The analysts suggest that Wall Street’s projection of approximately 230 million iPhone units for fiscal year 2026 may be conservative, with estimates now ranging between 240 million and 250 million units based on current momentum.“Demand in China will be pivotal to the iPhone 17 upgrade cycle, as the negative growth trends of recent years are expected to reverse into positive growth in FY26,” the analysts observed.

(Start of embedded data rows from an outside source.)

PR #831, opened 2023-12-12
Change super admin scope

thomasiles:
### Allow Super admins to view forms accross organisations

Trello card https://trello.com/c/iZ4Itleq/1226-without-autocomplete-update-forms-list-page-so-that-super-admins-can-see-edit-all-forms-across-all-departments

image

This PR gives super admins the permissions to list, view and modify all forms.

It also changes the super admins home page to let them easily list forms from other organisations. There currently isn't a way for them to list forms owned by trial users which are not owned by an organisation.

A few points to note:
- Super admins see an extra column, Created by, which shows which user first created the form. If that isn't available, "Unknown" is shown. Editors and trial users don't see the column.
- The list of organisations only shows organisations with a least one user to cut down on the size of the list.

### DIFF
--- a/app/controllers/forms_controller.rb
+++ b/app/controllers/forms_controller.rb
@@ -1,8 +1,15 @@
 class FormsController < ApplicationController
   after_action :verify_authorized, except: :index
   after_action :verify_policy_scoped, only: :index
+
   def index
-    @forms = policy_scope(Form) || []
+    if @current_user.super_admin?
+      @search_form = Forms::SearchForm.new({ organisation_id: @current_user.organisation_id }.merge(search_params))
+
+      @forms = policy_scope(Form).where(organisation_id: @search_form.organisation_id) || []
+    else
+      @forms = policy_scope(Form) || []
+    end
   end
 
   def show
@@ -36,5 +43,9 @@ private
 
   def mark_complete_form_params
     params.require(:forms_mark_complete_form).permit(:mark_complete).merge(form: current_form)
+  end
+
+  def search_params
+    params.permit(:organisation_id)
   end
 end
--- a/app/form_objects/forms/search_form.rb
+++ b/app/form_objects/forms/search_form.rb
@@ -1,0 +1,7 @@
+class Forms::SearchForm < BaseForm
+  attr_accessor :organisation_id
+
+  def organisation
+    Organisation.find_by(id: organisation_id)
+  end
+end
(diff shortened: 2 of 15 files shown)


hannahkc:
Hi hi! The line above the organisation selection field should read: 

**Change which organisation’s forms you’re viewing**

Also I note that there's an additional heading for the table (**<Org name> forms**) so we have the same heading twice. Presumably this is for accessibility reasons? I think we probably want to keep these two titles unique from each other though - also for accessibility? 

Just thinking we could change the first one to: **You’re viewing <Org name> forms**
That would tie in nicer with the line of text beneath it as well as making it unique from the table heading.

What you think? cc. @hazalarpalikli

thomasiles:
thanks - I'll update the hint text.

You are right, I kept the table caption (the second heading) as it describes the table. The first one is the really the label for the select list so can't be used for the overall list of forms. Is something more question texty better?

hazalarpalikli:
Yes good shout @hannahkc , it would make more sense to change the first title 'you are reviewing' especially for the screen readers. i'll make sure to update the designs as well with this

hazalarpalikli:
Group 1245

Just did a quick mock up. I second what Tom says maybe the first title needs to be a question?

hannahkc:
Oh sorry - I put some angle brackets in my previous message that made the text disappear. Sorry!

To clarify, I think the content should be (using GDS as the org example): 

You're viewing Government Digital Service forms

Change which organisation’s forms you’re viewing

Government Digital Service forms

hazalarpalikli:
Yes it makes sense to me now :) So it needs to look like this
Group 1245

hannahkc:
**You're** NOT **you are** please.

hazalarpalikli:
Group 1245
Opps thank you! @hannahkc  Deleted the previous comment to avoid confusion :) this is how it needs to look @thomasiles

DavidBiddle (approved):
Code looks good and it's very slick on my local machine 🎉

app/controllers/forms_controller.rb
```diff
@@ -1,8 +1,15 @@
 class FormsController < ApplicationController
   after_action :verify_authorized, except: :index
   after_action :verify_policy_scoped, only: :index
+
   def index
-    @forms = policy_scope(Form) || []
+    if @current_user.super_admin?
+      @search_form = Forms::SearchForm.new({ organisation_id: @current_user.organisation_id }.merge(search_params))
```
lfdebrux, line 7: I'm not sure I understand why we've created a form class here. Why is this the best way to get the organisation ID out?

Although the iPhone Air faces delays in China due to regulatory approval for its eSIM, the analysts anticipate resolution within the next month, enabling its availability in stores and online. They noted that Apple must intensify efforts to drive growth in China, where domestic competitors like Huawei and Xiaomi present significant challenges.
“The critical issue remains Apple’s understated AI strategy. With a global installed base of 2.4 billion iOS devices and 1.5 billion iPhones, now is the time for Apple to accelerate its AI initiatives through strategic partnerships,” Ives and his team stated.Following the recent victory for Alphabet (GOOG, GOOGL) and Apple in Google’s antitrust case, which restricts “exclusive deals” for search, the analysts believe the groundwork is laid for Apple to maintain its existing agreement.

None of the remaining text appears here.